____ Records shown

PR #56, opened 2021-09-24
Add continueWithoutRedraw when possible to save cpu cycles

TristanCacqueray:
This change requires #47 and further improve the cpu cost per frame.

### DIFF
--- a/src/Swarm/TUI/Controller.hs
+++ b/src/Swarm/TUI/Controller.hs
@@ -130,7 +130,9 @@ shutdown s = do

________

Retype the material word for word. Add nothing to it.

▶ [Solved problem]
PR #56, opened 2021-09-24
Add continueWithoutRedraw when possible to save cpu cycles

TristanCacqueray:
This change requires #47 and further improve the cpu cost per frame.

### DIFF
--- a/src/Swarm/TUI/Controller.hs
+++ b/src/Swarm/TUI/Controller.hs
@@ -130,7 +130,9 @@ shutdown s = do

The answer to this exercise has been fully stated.